Fall set in early, but when I wondered here whether or not the butterfly season was over, I was wrong. We are now raising Number 10 and 11 of our year’s flock of Black Swallowtail butterflies. And others are still very active in our yard.

Today I want to introduce a member of yet another Superfamily of the Lepidoptera, the Fiery Skipper. It belongs to the superfamily Hesperiodidea (a great word for practicing skill in keying). It consists of eight families, of which our little yellow creature is a member of one. Of the three superfamilies, we have now seen representatives of two.
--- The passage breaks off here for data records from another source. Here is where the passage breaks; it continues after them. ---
PR #3014, opened 2023-10-24
Use the same logic for hiding methods in model editor and usages panel

robertbrignull:
Makes sure that the model editor and the usages panel are using the same logic when deciding whether to show or hide a method.

Before this PR, you wouldn't be able to view usages of any methods that were already modeled and the modeling had been saved. We previously thought this bug only applied when you had modelings coming from an external pack, but you can reproduce it within one pack too.

Steps to reproduce:
- Add a modeling to a method
- Save the extension pack
- Click "View" on the modeled method and observe that nothing happens

With this PR, the usages panel and the model editor are fully in sync and show the same methods and clicking "View" always highlights the method in the usages panel.

## Checklist

### DIFF
--- a/extensions/ql-vscode/src/model-editor/methods-usage/methods-usage-data-provider.ts
+++ b/extensions/ql-vscode/src/model-editor/methods-usage/methods-usage-data-provider.ts
@@ -9,7 +9,7 @@ import {
   Uri,
 } from "vscode";
 import { DisposableObject } from "../../common/disposable-object";
-import { Method, Usage } from "../method";
+import { Method, Usage, canMethodBeModeled } from "../method";
 import { DatabaseItem } from "../../databases/local-databases";
 import { relative } from "path";
 import { CodeQLCliServer } from "../../codeql-cli/cli";
@@ -146,7 +146,13 @@ export class MethodsUsageDataProvider
   getChildren(item?: MethodsUsageTreeViewItem): MethodsUsageTreeViewItem[] {
     if (item === undefined) {
       if (this.hideModeledMethods) {
-        return this.sortedTreeItems.filter((api) => !api.method.supported);
+        return this.sortedTreeItems.filter((api) =>
+          canMethodBeModeled(
+            api.method,
+            this.modeledMethods[api.method.signature] ?? [],
+            this.modifiedMethodSignatures.has(api.method.signature),
+          ),
+        );
       } else {
         return [...this.sortedTreeItems];
       }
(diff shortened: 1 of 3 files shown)


extensions/ql-vscode/src/view/model-editor/ModeledMethodDataGrid.tsx
```diff
@@ -51,8 +55,7 @@ export const ModeledMethodDataGrid = ({
         modeledMethods,
         methodIsUnsaved,
       );
-
-      if (methodCanBeModeled || !hideModeledMethods) {
+      if (shouldShowMethod(methodCanBeModeled, hideModeledMethods)) {
```
robertbrignull, line 58: The code here and in `MethodsUsageDataProvider` is very similar but not identical, so I didn't think it was sensible to combine `canMethodBeModeled` and `shouldShowMethod` into one shared method. Here we need both values while in the usages panel we only need to know whether to show it or not, and the method modelability it just an intermediate value.

extensions/ql-vscode/src/model-editor/methods-usage/methods-usage-data-provider.ts
```diff
@@ -146,7 +146,14 @@ export class MethodsUsageDataProvider
   getChildren(item?: MethodsUsageTreeViewItem): MethodsUsageTreeViewItem[] {
     if (item === undefined) {
       if (this.hideModeledMethods) {
-        return this.sortedTreeItems.filter((api) => !api.method.supported);
+        return this.sortedTreeItems.filter((api) => {
```
robertbrignull, line 149: I always forget before opening the initial PR, but I can add some tests that cover this behaviour change.

extensions/ql-vscode/src/model-editor/methods-usage/methods-usage-data-provider.ts
```diff
@@ -146,7 +146,14 @@ export class MethodsUsageDataProvider
...
+          const methodCanBeModeled = canMethodBeModeled(
+            api.method,
+            this.modeledMethods[api.method.signature] ?? [],
+            this.modifiedMethodSignatures.has(api.method.signature),
+          );
+          return shouldShowMethod(methodCanBeModeled, this.hideModeledMethods);
```
robertbrignull, line 155: I'm being dumb. `this.hideModeledMethods` is always true here, so this is basically a no-op. The real change here is calling `canMethodBeModeled` and we don't need the change to `shouldShowMethod` at all.

charisk (approved):
LGTM!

For an overview, herewith a tabulation:

The Butterfly Big Picture
Superfamily/Family
Names
In Our Yard
Hedyloidea
Moths
  Maybe
Hesperiodidea
Skippers
  Yes
    Hesperiinae
    Grass Skippers
      Fiery Skipper
    7 other families
  No
Papilionoidea
Butterflies
  Yes
    Lycaenidae
    Brush-footed
  No
    Nymphalidae
    Four-footed
      Common Buckeye, 
     Mourning Cloak
      Monarch
      Painted Lady
      Red Admiral
    Papilionidae
    Swallowtails
      Black Swallowtail
    Pieridae
    Whites
      Small Cabbage
    Riodinidae
    Metalmarks
  No

The fiery skipper is a quite small and a very quick-moving insect, especially as it hops around from bloom to bloom on our mint plants. It reveals itself as a butterfly only when it flies some distances, and then it looks like a miniature butterfly. The first picture I show, as close to a close-up as I’ve yet managed, reveals a creature I first took to be a bee with very big and colored wings. The Fiery Skipper actually has two sets of wings, nicely visible here.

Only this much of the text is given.